▶ [Work required]: Begin with the line holding "injects one id", then print every line after it through the end of the data, exactly and with nothing added.

Collected data entries
__________________________________________________

Issue #1452, opened 2026-06-05
Strengthen CLI integration testing with VCR (cli_vcr): depth, error-contract, breadth, re-record resilience


teng-lin:
# #1452 — Strengthen cli_vcr testing (reality-based, post-inventory redesign)

## Inventory reality (the basis for this redesign — all verified)
- **105 cassettes recorded against 15 distinct notebooks.** Input ids are **decoupled** from
  cassettes: the matcher (`tests/vcr_config.py` `_rpcids_matcher` + `_freq_body_matcher`)
  keys on the RPC method id + body *shape*, NOT the notebook/source id. `mock_context`
  injects one id (`c3f6285f`) regardless of which of the 15 notebooks a cassette was
  recorded against. **Proof:** `test_artifacts` loads `artifacts_list_flashcards.yaml`
  (recorded vs `167481cd`) while passing `c3f6285f` and replays fine. "One canonical
  fixture notebook" was never the reality and is not needed.
- **No dead cassettes** (all 105 referenced; `real_api_*` belong to `test_vcr_real_api.py`).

__________________________________________________

▶ [Task answer]:
  injects one id (`c3f6285f`) regardless of which of the 15 notebooks a cassette was
  recorded against. **Proof:** `test_artifacts` loads `artifacts_list_flashcards.yaml`
  (recorded vs `167481cd`) while passing `c3f6285f` and replays fine. "One canonical
  fixture notebook" was never the reality and is not needed.
- **No dead cassettes** (all 105 referenced; `real_api_*` belong to `test_vcr_real_api.py`).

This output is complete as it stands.